WORK TASK:
Where a line of the data below has the string "rjgildea", copy that line.

Saved entries
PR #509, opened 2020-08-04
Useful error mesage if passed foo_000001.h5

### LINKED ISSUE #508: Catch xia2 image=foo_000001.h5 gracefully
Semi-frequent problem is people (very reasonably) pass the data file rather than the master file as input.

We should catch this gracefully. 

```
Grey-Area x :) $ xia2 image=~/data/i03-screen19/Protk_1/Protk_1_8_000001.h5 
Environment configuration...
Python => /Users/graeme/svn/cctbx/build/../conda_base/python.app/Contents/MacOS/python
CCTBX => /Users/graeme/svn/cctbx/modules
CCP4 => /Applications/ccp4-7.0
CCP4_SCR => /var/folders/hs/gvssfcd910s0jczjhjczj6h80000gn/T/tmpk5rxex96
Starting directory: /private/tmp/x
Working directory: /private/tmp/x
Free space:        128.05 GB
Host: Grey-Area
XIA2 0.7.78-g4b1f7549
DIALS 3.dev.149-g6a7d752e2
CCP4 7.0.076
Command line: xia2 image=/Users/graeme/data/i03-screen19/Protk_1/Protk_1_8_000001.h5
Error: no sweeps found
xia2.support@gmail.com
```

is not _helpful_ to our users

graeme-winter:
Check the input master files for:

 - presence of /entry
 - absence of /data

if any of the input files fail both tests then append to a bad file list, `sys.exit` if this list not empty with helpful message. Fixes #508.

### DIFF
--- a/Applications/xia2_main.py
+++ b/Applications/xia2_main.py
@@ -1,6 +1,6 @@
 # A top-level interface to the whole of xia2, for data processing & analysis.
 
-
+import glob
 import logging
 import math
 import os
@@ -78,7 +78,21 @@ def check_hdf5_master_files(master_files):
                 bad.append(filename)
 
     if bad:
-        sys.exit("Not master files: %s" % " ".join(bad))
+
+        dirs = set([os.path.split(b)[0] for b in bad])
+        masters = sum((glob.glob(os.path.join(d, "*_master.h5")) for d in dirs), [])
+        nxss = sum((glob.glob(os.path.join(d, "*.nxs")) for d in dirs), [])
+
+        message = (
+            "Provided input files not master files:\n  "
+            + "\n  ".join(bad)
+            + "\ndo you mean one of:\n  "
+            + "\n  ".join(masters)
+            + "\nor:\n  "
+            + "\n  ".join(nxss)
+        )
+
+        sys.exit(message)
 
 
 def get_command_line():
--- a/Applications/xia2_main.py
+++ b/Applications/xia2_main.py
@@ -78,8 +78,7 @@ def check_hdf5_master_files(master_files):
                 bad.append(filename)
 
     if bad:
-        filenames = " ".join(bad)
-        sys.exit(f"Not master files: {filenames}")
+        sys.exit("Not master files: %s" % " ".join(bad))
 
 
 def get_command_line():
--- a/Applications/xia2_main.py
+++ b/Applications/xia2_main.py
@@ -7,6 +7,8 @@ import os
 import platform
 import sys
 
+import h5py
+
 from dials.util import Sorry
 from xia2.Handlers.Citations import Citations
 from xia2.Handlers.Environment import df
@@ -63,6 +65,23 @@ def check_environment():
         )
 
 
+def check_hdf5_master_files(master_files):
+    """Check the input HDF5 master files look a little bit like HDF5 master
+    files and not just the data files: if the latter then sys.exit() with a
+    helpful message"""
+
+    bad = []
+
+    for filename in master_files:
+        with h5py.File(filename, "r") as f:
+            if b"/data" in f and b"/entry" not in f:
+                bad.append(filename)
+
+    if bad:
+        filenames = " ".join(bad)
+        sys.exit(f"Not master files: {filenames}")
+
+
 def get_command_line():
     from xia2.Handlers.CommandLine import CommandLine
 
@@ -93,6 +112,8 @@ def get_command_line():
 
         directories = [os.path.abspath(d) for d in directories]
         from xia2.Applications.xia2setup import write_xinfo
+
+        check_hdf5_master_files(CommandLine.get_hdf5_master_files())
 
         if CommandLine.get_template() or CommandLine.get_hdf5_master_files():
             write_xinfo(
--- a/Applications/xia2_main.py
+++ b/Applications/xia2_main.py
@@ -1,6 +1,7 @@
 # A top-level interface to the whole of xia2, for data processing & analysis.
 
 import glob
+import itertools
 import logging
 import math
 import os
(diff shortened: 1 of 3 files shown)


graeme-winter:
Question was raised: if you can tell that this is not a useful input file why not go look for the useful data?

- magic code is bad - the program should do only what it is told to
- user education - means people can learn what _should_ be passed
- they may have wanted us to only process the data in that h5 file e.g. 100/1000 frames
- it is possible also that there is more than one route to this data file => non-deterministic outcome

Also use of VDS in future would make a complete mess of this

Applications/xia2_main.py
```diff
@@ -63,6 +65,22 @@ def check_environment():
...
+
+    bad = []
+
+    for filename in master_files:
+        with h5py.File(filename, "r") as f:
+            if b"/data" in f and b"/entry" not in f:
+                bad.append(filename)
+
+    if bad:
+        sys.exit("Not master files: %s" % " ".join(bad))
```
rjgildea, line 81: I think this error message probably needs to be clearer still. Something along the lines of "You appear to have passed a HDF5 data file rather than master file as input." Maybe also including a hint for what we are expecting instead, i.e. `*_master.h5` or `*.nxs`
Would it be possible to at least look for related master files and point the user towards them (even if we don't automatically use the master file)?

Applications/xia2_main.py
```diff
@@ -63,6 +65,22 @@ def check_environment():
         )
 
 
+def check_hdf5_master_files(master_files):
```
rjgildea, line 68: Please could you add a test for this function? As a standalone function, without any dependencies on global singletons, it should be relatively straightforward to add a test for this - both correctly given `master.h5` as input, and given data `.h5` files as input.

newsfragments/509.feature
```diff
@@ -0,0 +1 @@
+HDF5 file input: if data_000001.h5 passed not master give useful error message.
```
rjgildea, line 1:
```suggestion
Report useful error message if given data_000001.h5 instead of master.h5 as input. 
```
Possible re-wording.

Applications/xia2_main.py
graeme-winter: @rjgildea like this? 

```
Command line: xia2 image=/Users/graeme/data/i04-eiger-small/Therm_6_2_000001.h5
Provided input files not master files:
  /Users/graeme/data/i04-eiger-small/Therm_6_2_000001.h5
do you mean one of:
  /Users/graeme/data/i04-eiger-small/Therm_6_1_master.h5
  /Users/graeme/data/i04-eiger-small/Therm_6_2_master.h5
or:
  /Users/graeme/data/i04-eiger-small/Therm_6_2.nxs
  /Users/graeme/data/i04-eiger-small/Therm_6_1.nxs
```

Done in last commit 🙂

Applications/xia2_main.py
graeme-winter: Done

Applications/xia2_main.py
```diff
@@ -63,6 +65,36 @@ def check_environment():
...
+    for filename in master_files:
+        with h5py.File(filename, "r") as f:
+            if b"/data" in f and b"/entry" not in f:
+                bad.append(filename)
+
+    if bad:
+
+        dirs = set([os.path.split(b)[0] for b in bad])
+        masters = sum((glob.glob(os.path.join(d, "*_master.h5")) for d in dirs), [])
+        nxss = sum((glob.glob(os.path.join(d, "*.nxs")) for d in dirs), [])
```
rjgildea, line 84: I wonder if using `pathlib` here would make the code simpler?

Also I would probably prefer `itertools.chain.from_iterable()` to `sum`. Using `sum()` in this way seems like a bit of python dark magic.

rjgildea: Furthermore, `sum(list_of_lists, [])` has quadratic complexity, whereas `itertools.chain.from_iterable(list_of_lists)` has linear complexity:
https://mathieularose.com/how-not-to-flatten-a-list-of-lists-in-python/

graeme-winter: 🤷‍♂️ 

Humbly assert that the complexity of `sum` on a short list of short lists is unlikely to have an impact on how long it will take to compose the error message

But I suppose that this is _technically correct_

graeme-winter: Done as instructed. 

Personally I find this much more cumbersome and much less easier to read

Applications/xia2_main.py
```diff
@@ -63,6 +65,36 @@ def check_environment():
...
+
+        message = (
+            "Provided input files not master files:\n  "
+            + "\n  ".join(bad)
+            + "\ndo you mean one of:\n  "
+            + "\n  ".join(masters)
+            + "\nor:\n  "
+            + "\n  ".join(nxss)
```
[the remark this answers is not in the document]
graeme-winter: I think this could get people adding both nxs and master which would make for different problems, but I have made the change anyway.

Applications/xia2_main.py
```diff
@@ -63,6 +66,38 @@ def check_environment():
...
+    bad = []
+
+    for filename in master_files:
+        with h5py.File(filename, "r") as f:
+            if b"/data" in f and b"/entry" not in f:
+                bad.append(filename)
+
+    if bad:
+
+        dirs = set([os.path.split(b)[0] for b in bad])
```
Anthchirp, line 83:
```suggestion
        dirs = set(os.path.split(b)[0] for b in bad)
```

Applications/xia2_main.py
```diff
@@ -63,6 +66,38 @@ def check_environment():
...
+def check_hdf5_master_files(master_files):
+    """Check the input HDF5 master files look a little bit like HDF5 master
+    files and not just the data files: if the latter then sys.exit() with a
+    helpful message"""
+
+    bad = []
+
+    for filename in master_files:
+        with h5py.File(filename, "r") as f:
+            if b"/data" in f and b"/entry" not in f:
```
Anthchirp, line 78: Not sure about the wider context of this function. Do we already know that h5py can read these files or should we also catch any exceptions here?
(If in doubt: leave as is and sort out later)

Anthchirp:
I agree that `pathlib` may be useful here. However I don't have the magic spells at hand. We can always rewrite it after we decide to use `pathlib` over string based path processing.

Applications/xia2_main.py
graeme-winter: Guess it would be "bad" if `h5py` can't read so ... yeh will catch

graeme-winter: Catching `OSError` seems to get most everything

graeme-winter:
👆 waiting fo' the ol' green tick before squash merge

ANSWER:
rjgildea, line 81: I think this error message probably needs to be clearer still. Something along the lines of "You appear to have passed a HDF5 data file rather than master file as input." Maybe also including a hint for what we are expecting instead, i.e. `*_master.h5` or `*.nxs`
rjgildea, line 68: Please could you add a test for this function? As a standalone function, without any dependencies on global singletons, it should be relatively straightforward to add a test for this - both correctly given `master.h5` as input, and given data `.h5` files as input.
rjgildea, line 1:
graeme-winter: @rjgildea like this? 
rjgildea, line 84: I wonder if using `pathlib` here would make the code simpler?
rjgildea: Furthermore, `sum(list_of_lists, [])` has quadratic complexity, whereas `itertools.chain.from_iterable(list_of_lists)` has linear complexity:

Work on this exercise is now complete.